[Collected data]
■ ■ ■
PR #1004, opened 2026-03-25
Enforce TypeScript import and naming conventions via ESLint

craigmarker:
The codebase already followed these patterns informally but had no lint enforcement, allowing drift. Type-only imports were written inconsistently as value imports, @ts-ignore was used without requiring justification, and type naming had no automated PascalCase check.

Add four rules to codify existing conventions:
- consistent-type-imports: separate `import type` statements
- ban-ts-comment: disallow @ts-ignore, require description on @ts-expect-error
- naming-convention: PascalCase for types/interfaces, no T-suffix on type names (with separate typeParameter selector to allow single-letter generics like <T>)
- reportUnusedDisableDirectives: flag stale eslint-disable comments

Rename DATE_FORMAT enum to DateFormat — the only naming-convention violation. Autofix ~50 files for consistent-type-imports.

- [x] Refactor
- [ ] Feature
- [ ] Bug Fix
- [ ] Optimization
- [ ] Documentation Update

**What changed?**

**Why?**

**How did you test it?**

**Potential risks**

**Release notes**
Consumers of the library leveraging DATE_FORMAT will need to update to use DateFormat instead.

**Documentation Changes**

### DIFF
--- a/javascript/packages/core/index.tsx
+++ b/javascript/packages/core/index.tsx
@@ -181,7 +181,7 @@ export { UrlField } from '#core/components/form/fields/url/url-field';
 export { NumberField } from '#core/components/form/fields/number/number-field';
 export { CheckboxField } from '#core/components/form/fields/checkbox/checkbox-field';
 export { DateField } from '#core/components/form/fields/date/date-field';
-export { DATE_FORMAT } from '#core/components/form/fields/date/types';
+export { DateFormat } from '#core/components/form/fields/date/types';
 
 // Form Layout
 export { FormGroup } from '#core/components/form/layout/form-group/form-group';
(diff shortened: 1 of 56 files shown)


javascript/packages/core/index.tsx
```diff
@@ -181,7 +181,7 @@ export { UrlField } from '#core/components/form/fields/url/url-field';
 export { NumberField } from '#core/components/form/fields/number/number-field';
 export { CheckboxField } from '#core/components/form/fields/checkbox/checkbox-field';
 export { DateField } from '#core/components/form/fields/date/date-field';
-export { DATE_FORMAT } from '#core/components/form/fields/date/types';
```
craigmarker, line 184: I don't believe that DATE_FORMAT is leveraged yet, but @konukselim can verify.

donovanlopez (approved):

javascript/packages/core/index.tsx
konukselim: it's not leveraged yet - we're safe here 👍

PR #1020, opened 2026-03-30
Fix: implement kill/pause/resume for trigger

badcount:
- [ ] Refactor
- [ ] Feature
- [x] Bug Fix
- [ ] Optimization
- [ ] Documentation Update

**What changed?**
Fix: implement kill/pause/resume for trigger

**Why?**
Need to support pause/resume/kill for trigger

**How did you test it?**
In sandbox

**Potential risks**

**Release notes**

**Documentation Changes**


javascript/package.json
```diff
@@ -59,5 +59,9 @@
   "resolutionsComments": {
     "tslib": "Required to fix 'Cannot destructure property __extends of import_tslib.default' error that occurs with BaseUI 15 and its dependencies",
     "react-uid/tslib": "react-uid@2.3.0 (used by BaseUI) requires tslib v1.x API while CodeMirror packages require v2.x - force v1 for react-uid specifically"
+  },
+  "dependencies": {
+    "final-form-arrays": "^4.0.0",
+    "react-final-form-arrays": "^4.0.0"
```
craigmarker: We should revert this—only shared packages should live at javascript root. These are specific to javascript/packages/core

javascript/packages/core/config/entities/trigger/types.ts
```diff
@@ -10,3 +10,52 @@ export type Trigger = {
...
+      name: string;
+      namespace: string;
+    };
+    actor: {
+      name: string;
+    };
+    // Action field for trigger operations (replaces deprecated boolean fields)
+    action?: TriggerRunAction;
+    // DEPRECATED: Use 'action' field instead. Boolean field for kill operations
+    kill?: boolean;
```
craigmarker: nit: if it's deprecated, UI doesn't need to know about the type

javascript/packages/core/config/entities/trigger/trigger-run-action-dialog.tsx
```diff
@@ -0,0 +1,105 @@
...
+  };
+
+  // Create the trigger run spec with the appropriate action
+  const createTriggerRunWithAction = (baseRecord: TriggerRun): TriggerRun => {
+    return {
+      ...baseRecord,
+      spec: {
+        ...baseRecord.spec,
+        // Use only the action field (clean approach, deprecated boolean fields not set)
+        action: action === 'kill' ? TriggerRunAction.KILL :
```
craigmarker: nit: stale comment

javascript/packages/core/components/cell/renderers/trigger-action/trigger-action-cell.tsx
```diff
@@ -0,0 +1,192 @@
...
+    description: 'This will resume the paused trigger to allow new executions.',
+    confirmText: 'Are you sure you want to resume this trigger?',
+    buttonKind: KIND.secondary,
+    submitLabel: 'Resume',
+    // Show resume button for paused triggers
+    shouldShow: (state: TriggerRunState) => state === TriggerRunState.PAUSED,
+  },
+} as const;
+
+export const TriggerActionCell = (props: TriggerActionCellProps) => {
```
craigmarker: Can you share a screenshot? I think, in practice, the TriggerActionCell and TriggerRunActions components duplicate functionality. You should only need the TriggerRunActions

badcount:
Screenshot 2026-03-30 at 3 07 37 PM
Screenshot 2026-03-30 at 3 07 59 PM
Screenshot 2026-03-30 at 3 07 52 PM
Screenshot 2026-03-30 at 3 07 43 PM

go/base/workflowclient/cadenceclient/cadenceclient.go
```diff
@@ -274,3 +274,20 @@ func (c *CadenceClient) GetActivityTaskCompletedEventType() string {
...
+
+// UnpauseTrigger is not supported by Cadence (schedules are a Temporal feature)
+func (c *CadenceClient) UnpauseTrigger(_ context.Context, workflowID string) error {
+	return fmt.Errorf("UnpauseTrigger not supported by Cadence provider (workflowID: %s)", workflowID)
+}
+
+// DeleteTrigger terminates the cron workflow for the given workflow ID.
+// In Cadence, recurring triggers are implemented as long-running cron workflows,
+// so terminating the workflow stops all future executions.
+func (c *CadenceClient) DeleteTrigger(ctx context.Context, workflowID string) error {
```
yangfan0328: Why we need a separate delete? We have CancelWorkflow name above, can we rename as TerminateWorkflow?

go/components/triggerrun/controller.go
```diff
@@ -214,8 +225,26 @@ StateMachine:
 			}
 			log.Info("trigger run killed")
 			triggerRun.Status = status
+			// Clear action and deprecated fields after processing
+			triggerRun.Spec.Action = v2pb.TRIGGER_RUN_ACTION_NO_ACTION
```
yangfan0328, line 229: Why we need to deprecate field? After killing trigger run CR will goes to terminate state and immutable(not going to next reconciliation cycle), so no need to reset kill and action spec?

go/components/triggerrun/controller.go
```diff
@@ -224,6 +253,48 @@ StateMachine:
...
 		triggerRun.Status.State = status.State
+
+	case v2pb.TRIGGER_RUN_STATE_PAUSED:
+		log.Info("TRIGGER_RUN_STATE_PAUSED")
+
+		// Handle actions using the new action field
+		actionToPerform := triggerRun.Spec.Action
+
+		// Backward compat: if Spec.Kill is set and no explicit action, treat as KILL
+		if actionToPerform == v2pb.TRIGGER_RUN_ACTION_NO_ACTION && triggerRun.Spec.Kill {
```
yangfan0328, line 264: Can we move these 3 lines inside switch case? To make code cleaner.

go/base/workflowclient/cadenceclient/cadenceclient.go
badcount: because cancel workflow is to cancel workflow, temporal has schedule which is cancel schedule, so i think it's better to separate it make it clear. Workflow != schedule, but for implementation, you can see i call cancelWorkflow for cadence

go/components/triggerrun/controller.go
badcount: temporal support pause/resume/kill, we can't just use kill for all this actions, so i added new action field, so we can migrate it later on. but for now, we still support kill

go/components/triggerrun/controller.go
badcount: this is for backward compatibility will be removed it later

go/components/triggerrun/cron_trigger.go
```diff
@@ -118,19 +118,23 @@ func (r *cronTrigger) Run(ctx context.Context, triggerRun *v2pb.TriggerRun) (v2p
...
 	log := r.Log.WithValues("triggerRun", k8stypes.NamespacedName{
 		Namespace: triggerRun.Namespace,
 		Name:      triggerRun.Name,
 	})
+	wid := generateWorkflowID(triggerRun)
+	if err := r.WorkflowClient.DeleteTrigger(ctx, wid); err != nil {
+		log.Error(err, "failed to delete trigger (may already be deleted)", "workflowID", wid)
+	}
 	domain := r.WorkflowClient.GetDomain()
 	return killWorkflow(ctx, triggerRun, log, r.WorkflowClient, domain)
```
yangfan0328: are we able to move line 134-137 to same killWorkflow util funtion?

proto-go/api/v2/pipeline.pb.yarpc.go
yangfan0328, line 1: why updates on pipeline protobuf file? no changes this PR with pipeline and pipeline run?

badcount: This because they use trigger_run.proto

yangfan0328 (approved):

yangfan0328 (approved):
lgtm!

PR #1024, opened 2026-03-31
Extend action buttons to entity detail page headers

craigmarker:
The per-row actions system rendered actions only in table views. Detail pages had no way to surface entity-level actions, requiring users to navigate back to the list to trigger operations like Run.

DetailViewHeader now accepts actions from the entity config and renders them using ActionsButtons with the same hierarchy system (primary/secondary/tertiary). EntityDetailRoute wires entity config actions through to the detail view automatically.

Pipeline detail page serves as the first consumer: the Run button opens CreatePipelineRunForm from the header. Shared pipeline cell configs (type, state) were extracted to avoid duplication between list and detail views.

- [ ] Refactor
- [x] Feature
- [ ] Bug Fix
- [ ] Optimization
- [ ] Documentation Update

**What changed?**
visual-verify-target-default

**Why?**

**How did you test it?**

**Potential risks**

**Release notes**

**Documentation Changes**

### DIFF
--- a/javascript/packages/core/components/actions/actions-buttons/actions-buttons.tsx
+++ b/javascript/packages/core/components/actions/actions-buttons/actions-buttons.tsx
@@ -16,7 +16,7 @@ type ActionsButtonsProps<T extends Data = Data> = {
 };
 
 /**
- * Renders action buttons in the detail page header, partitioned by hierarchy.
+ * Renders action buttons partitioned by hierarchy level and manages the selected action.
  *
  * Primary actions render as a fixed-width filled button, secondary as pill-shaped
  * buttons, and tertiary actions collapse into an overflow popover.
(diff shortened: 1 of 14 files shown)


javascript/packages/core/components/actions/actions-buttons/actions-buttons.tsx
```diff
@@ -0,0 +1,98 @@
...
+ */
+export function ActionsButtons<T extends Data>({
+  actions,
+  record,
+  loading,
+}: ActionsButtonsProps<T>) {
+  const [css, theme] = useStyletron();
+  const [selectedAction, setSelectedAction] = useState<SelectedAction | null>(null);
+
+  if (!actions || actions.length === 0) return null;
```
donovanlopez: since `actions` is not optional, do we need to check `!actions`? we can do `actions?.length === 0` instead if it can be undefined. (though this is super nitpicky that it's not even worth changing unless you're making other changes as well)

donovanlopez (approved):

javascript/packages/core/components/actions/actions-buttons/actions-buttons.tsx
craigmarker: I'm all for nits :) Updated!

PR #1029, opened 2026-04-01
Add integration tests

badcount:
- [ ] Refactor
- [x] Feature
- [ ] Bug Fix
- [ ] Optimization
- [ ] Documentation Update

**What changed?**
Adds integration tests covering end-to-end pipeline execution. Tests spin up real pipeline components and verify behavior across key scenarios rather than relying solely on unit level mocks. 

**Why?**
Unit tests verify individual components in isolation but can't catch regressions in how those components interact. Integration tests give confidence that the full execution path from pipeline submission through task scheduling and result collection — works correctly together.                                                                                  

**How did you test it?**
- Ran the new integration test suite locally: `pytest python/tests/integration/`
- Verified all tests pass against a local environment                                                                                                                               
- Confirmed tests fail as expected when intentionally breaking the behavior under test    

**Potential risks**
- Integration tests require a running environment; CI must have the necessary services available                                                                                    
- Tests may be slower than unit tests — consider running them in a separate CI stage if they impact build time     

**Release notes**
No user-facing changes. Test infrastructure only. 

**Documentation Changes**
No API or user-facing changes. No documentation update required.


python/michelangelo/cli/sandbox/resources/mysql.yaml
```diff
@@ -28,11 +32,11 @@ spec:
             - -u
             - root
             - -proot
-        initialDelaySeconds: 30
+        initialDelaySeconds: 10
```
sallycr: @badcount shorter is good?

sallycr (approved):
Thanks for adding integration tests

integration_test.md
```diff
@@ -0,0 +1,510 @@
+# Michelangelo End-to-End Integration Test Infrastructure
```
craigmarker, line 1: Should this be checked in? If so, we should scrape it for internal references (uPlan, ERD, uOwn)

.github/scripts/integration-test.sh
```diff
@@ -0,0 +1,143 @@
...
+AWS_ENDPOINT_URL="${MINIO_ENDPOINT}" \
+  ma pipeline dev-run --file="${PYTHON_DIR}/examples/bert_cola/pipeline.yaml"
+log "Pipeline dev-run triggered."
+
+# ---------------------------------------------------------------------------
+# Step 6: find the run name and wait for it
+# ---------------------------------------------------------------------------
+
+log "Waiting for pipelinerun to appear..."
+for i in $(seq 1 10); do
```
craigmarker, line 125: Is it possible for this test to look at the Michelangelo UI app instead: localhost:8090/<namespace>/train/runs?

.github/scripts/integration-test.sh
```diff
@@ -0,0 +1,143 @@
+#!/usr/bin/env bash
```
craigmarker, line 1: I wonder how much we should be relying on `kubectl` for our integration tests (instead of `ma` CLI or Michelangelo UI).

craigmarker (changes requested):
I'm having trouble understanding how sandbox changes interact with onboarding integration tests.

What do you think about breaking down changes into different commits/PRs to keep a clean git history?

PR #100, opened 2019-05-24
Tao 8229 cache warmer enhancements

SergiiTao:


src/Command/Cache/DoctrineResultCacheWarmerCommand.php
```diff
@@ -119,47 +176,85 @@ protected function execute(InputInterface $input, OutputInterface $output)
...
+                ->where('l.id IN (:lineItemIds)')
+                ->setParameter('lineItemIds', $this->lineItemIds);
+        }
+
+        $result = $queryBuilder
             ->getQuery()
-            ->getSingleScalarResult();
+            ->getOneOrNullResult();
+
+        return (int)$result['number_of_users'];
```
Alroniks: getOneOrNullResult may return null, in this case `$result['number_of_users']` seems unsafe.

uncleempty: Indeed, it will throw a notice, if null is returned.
■ ■ ■
Using the data above, tally each line in which "executions" appears and give the number with no other words.

» **EXPECTED OUTPUT**: 2